I am sitting at an outside table at a little café, enjoying a galão because that is one of the few coffee variations I both like and can pronounce. The other is cappuccino, of course, but it is late in the day and rumor has it that you shouldn’t order cappuccino after 11:00 am, or maybe after noon. Or maybe that is just some silly fad thing put out on social media. I don’t know. The owners of the café speak only Portuguese so I go with what they and I know. It works.
The bus from my village drops me near my school at 2:55 pm. Class starts at 5:00, so I have two hours to kill each Monday and Wednesday (Segunda-feira e Quarta-feira). I have not yet found the spot that will become my new hangout on these afternoons but they will continue each week until next June when the course is over. I also haven’t yet done this enough to figure out the best use of this time block. That’s a lot of time to fill.
I read a bit from a friend’s book, but it is dense reading on spirituality and self-work. I prefer reading mysteries with snappy dialog or thrillers. I am more than willing to be distracted and fortunately, there is no shortage of distraction on this corner.
The café is across from the high school and close enough to two elementary schools that you can hear the children play. Many of the little ones are picked up by a parent. I notice there are just as many dads picking up kids as moms. A few are picked up by grandparents. Then there are the groups of kids, led and followed by a teacher at each end, the kids paired off according to the buddy system. They’re all excited, jabbering to each other and to the teachers. They have sparkly backpacks almost as big as they are or rolling suitcases. The wheels of the cases clickety-clack over the cobblestones. I don’t know where they are going, maybe an after-school program. They remind me of the flocks of wild parrots I used to see and hear when I lived in Florida. They are even more colorful.
There is an older lady who sits at the end table and the children all seem to know her. They wave and greet her and she responds with smiles and greetings. I don’t know if she is a neighborhood or national celebrity. I do know she owns that table every afternoon. Today she has a friend with her. Another older woman greets them both and sits at the table next to them, between me and them.

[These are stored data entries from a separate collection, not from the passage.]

PR #9125, opened 2025-04-03
Ensure eslint imports work, ignore warnings from v1 client

makelicious:
Changes:
- Ignore any warnings explicitly on client. They are from V1 mostly.
- Set max-warnings to 0 in client
- Setup eslint for commons
- Fix import linting in events service


packages/commons/src/events/test.utils.ts
```diff
@@ -383,6 +385,10 @@ export function generateActionDocument({
   } satisfies ActionBase
 
   switch (action) {
+    case ActionType.READ:
+      return { ...actionBase, type: action }
+    case ActionType.MARKED_AS_DUPLICATE:
+      return { ...actionBase, type: action }
```
jamil314, line 391:
```suggestion
    case ActionType.READ:
    case ActionType.MARKED_AS_DUPLICATE:
```

jamil314 (approved):
Great stuff :clap:

packages/commons/src/events/test.utils.ts
makelicious: It forces the union type to return value :(

Issue #9050, opened 2025-03-24
Add API procedures and for ASSIGN and UNASSIGN


rikukissa:
Unlike in v1, `assign` is a **separate action** from downloading a record. Assignment essentially "locks" the record so other users cannot make modifications to the record while it's being modified by someone else

### Backend
- [x] Create an action for assigning a record.
  - Only one user can be assigned at one time, so the record either has to have no assignments at the time of assigning OR an UNASSIGN action need to be found from the actions list after the last ASSIGN action
  - Write assigned user's id into EventIndex `assignedTo` field. Ensure this field is indexed to elasticsearch as a `keyword`
  - If the requesting user is already assigned to the record, the endpoint should act like the action was successful and skip any additional database writes
  - If someone else is already assigned, the API should return 409 Conflict
- [x] Write test cases for backend to prevent unauthorised access
- [x] Create an action for unassigning a record
  - Only allows you to unassign if you are the one assigned
  - Allows you to unassign others if you have the scope `record.unassign-others`
  - If you without the permission try to unassign anyone, a Forbidden (403) status should be returned
  - Ensure assignedTo is nullified in Elasticsearch
  - If user is not assigned to the record, the endpoint should act like the action was successful and skip any additional database writes
  - Unassign deletes all drafts the user has on the record

SyedaAfrida:
This ticket is fixed and passed

https://github.com/user-attachments/assets/c7cae6e4-c084-4020-bd75-42d5b1eb5905

PR #9127, opened 2025-04-03
v2 assign unassign (backend)

jamil314:
## Description

Link to the GitHub issue: https://github.com/opencrvs/opencrvs-core/issues/9050
Implemented two new actions:
- ASSIGN
- UNASSIGN

## Checklist


packages/events/src/router/middleware/authorization/index.ts
```diff
@@ -38,3 +41,29 @@ export function requiresAnyOfScopes(scopes: Scope[]) {
...
 }
+
+/**
+ * Middleware to check if a record can be unassigned.
+ * A record can only be unassigned in one of the following cases:
+ *  - The record is assigned to the user attempting to unassign it.
+ *  - The user attempting to unassign the record has the scope: ${SCOPES.RECORD_UNASSIGN_OTHERS}.
+ * @returns A TRPC-compatible middleware function.
+ */
+export function canUnassign() {
```
rikukissa, line 52: Can we just make this a regular function and not a middleware? I think it will only be used in `packages/events/src/router/event/index.ts`. Middlewares are handy for preprocessing requests but from they also add a lot of indirection

rikukissa (approved):
Great looking code, well done :)

packages/events/src/router/event/event.actions.assign.test.ts
```diff
@@ -0,0 +1,72 @@
...
+  const originalEvent = await client.event.create(generator.event.create())
+
+  const response = await client.event.actions.assignment.assign(
+    generator.event.actions.assign(originalEvent.id, { assignedTo: user.id })
+  )
+
+  const response2 = await client.event.actions.assignment.assign(
+    generator.event.actions.assign(originalEvent.id, { assignedTo: user.id })
+  )
+
```
makelicious, line 53: Could you add a case where we fetch the data using event.get after the change? There has been few bugs when that step was omitted

packages/events/src/router/event/event.actions.unassign.test.ts
```diff
@@ -0,0 +1,146 @@
...
+import {
+  createTestClient,
+  setupTestCase,
+  TEST_USER_DEFAULT_SCOPES
+} from '@events/tests/utils'
+import { ActionType, SCOPES } from '@opencrvs/commons'
+import { TRPCError } from '@trpc/server'
+
+const SCOPES_WITHOUT_UNASSIGN = TEST_USER_DEFAULT_SCOPES.filter(
+  (scope) => scope != SCOPES.RECORD_UNASSIGN_OTHERS
```
makelicious, line 21: Let's use explicit scopes, easier to debug if something changes

packages/events/src/router/middleware/validate/index.ts
```diff
@@ -87,7 +87,7 @@ function getVerificationPageErrors(
     .filter((error) => error !== null)
 }
 
-type ActionMiddlewareOptions = Omit<MiddlewareOptions, 'input'> & {
+export type ActionMiddlewareOptions = Omit<MiddlewareOptions, 'input'> & {
```
makelicious, line 90: Could you move it under middleware/utils since it is shared

packages/events/src/service/events/actions/assign.ts
```diff
@@ -0,0 +1,58 @@
...
+import {
+  ActionStatus,
+  ActionType,
+  AssignActionInput
+} from '@opencrvs/commons/events'
+import { TRPCError } from '@trpc/server'
+import { getLastAssignmentAction } from '@events/service/events/utils'
+
+export async function assignRecord(
+  input: AssignActionInput,
```
makelicious, line 22: Could you unify the types? We now have two parameters coming in, and they have overlap between properties

packages/events/src/service/events/actions/assign.ts
```diff
@@ -0,0 +1,58 @@
...
+    createdAtLocation: string
+    token: string
+    transactionId: string
+  }
+) {
+  const storedEvent = await getEventById(eventId)
+
+  const lastAssignmentAction = getLastAssignmentAction(storedEvent.actions)
+
+  if (lastAssignmentAction?.type === ActionType.ASSIGN) {
```
makelicious, line 41: Aren't we doing the same thing in the middleware? Or was it for unassign?

packages/events/src/service/events/actions/unassign.ts
```diff
@@ -0,0 +1,51 @@
...
+  }: {
+    eventId: string
+    createdBy: string
+    createdAtLocation: string
+    token: string
+    transactionId: string
+  }
+) {
+  const storedEvent = await getEventById(eventId)
+  const lastAssignmentAction = getLastAssignmentAction(storedEvent.actions)
```
makelicious, line 37: Should get throw? We already check this on middleware

packages/events/src/service/events/utils.test.ts
```diff
@@ -0,0 +1,95 @@
...
+  {
+    actions: [],
+    expected: undefined
+  },
+  {
+    actions: [
+      {
+        type: ActionType.CREATE,
+        createdAt: '2023-01-01T00:00:00Z',
+        ...commonAction
```
makelicious, line 33: now the commonAction overrides, could we spread it first?

packages/events/src/service/events/utils.test.ts
```diff
@@ -0,0 +1,95 @@
...
+    ],
+    expected: {
+      type: ActionType.UNASSIGN,
+      createdAt: '2023-01-01T02:00:00Z',
+      ...commonAction
+    }
+  }
+]
+
+describe('getLastAssignmentAction', () => {
```
makelicious, line 86: Since we are testing function for last assigment, could we have a test case where there are more than one assignment?

packages/events/src/service/events/utils.ts
```diff
@@ -0,0 +1,26 @@
...
+ *
+ * OpenCRVS is also distributed under the terms of the Civil Registration
+ * & Healthcare Disclaimer located at http://opencrvs.org/license.
+ *
+ * Copyright (C) The OpenCRVS Authors located at https://github.com/opencrvs/opencrvs-core/blob/master/AUTHORS.
+ */
+
+import { Action, ActionType } from '@opencrvs/commons'
+
+export function getLastAssignmentAction(actions: Action[]) {
```
makelicious, line 14: let's name it find or throw an errror

packages/commons/src/events/test.utils.ts
```diff
@@ -220,6 +222,28 @@ export const eventPayloadGenerator = {
...
     }),
+    assign: (
+      eventId: string,
+      input: Partial<
+        Pick<AssignActionInput, 'transactionId' | 'assignedTo'>
+      > = {}
+    ) => ({
+      type: ActionType.ASSIGN,
+      transactionId: input.transactionId ?? getUUID(),
+      declaration: {},
```
makelicious, line 233: Would it be easy to remove the declaration from these? I can take a look if it does not come easy

packages/events/src/router/event/event.actions.unassign.test.ts
```diff
@@ -0,0 +1,146 @@
...
+)
+
+describe(`Without scope: ${SCOPES.RECORD_UNASSIGN_OTHERS}`, () => {
+  test(`If there is no ${ActionType.ASSIGN} action, should not throw error and should not add unassign action`, async () => {
```
makelicious, line 25: Should it throw an error?

makelicious (commented):
Good stuff, nice set of tests 💪 . Few suggestions

packages/events/src/router/event/event.actions.unassign.test.ts
jamil314: > If user is not assigned to the record, the endpoint should act like the action was successful and skip any additional database writes

So, no.

packages/events/src/service/events/actions/assign.ts
jamil314: middleware was for unassign

packages/events/src/service/events/actions/unassign.ts
jamil314: I considered both `ASSIGN` and `UNASSIGN` as `assignmentAction`. We need to know what was the last assignmentAction to decide if we want to add a new `UNASSIGN` action to the record.

packages/events/src/service/events/utils.ts
jamil314: We don't need to throw. If there is no assignmentAction, it will return `undefined`.

rikukissa: @jamil314 Markus is referring to a convention for function names:
- `get*`: It either finds the item for you or throws an error
- `find*`: It either finds the item or returns null / undefined / empty list

makelicious (approved):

A little girl with her arm in a cast walks by, escorted by her grandmother (avó) who stops to talk to the two tables of ladies. I can’t follow the conversation after the initial greeting. They chat for a few minutes then walk on, the little girl blowing kisses to them all. She even graces me with one.
The high schoolers are way cool. Most of the girls sport the popular high-waisted pants with crop tops and Converse high tops. The boys are in shorts or jeans and t-shirts. My favorite group of girls sit at the same table every day. One girl has waist-length dreads that are a combination of her natural color and lilac. I am a little envious.
All the kids are unconsciously beautiful. They don’t know that their skin—even with a few spots—is the best it will ever be. There’s a freshness and vibrancy to them. They are present without having to focus on being present. Many of the girls have bare midriffs and bare shoulders and because it is common, it is not sexy—it’s just clothes, a style. I think of those US high schools that send girls home for revealing a shoulder because it “distracts” the boys. We all know it distracts the perverted older men who are running the place. When all the girls dress like this, the boys aren’t distracted: It’s just how girls dress. The girls could show up in a crop top one day and a sweatshirt the next and it doesn’t affect the boys one way or the other.
If there’s a pecking order among the older kids, I don’t see it yet. There probably is one—kids are kids, humans are human. But the groups aren’t so obviously marked as they are in the States. The nerdy kids are mixed in with the cool kids. (Maybe the nerdy kids are the cool kids.) The shorter boys mix in with the taller. Maybe I am just unaware, but I suspect high school is less of a torture chamber in Portugal.
They all seem engaged, both the younger and older kids. Yes, they are sometimes on their phones (all of the high schoolers have phones) but most of them are chatting with each other. They chat with adults as readily as with their peers.
Hugging, especially among the littles, is huge here. But it’s not just the kids. Adults hug, too. Maybe we are all making up for not being able to even shake hands for two years during COVID. The littles hug their teachers as they leave the school yard. The high school kids hug each other as they split up for the day.
I write in my notebook, drink my galão. I am separate from all the activity around me. Different. A stranger. This is not yet my spot. I may try a different café next week, see how that feels. One block over will be an entirely different world.
And that’s how it is here. There are entire communities that occupy small spaces. You can have several microcosms within one block. Twenty steps can take you to a different world. So perhaps I have found a good use for this two hour time block: Investigate all the different worlds within this one small neighborhood. And maybe after all my explorations I will come back to this spot. I like the distractions.